There are pointers behind the scenes in C#, though they are more like C++'s smart pointers, so the raw pointers are encapsulated. A char* isn't really the same as System.String since a pointer to a char usually means the start of a character array, and a C# string is an object with a length field and a character array. The pointer points to the outer structure which points into something like a wchar_t array, so there's some indirection with a C# string and wider characters for Unicode support.
No. In C# (and all other .NET languages) the String is a first-class data type. It is not simply an array of characters. You can convert back and forth between them, but they do not behave the same. There are a number of string manipulation methods (like "Substring()" and "StartsWith") that are available to the String class, which don't apply to arrays in general, which an array of characters is simply an instance of.
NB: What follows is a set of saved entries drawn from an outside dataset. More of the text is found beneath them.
PR #374, opened 2020-01-29
Adding SearchFacet to cache BigQuery data for faceted search

bistline:
Adds the SearchFacet model to allow for for caching unique values from BigQuery columns to use to populate faceted search UI components under development.  These facets will update automatically after the successful parse or deletion of a convention cell metadata file.

Currently, SearchFacet instances will have to be created by hand, but future work could be done to automate this process based off of the convention JSON schema file.

Also abstracts out the BigQueryClient into a separate class for consistency with the FireCloudClient and PapiClient models.  In addition, all test fixtures files have been removed as they are unused and do not work with MongoDB (we currently use db/seeds.rb in place of fixtures).

This PR satisfies [SCP-2044](https://broadworkbench.atlassian.net/browse/SCP-2044).


app/models/search_facet.rb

Essentially, yes. In C#, string (actually System.String) is a reference type, so when foo() is called, it receives a pointer to the string in the heap.
For value types (int, double, etc.), the function receives a copy of the value. For other objects, it's a reference pointing to the original object.
Strings are special because they are immutable. Technically it means it will pass the reference, but in practice it will behave pretty much like a value type.
You can force value types to pass a reference by using the ref keyword:
public void Foo(ref int value) { value = 12 }
public void Bar()
{
int val = 3;
Foo(ref val);
// val == 12
}
no in c# string is unicode.
in c# it is not called a pointer, but a reference.
If you mean - will the method be allowed to access the contents of the character space, the answer is yes.
Yes, because a string is of dynamic size, so there must be heap memory behind the scenes
However they are NOT the same.
in c the pointer points to a string that may also be used elsewhere, so changing it will effect those other places.
Anything that is not a "value type", which essentially covers enums, booleans, and built-in numeric types, will be passed "by reference", which is arguably the same as the C/C++ mechanism of passing by reference or pointer. Syntactically and semantically it is essentially identical to C/C++ passing by reference.
Note, however, that in C# strings are immutable, so even though it is passed by reference you can't edit the string without creating a new one.
Also note that you can't pass an argument as "const" in C#, regardless whether it is a value type or a reference type.
While those are indeed equivalent in a semantic sense (i.e. the code is doing something with a string), C#, like Java, keeps pointers completely out of its everyday use, relegating them to areas such as transitions to native OS functions - even then, there are framework classes which wrap those up nicely, such as SafeFileHandle.
Long story short, don't go out of your way thinking of pointers in C#.
As far as I know, all classes in C# (not sure about the others) are reference types.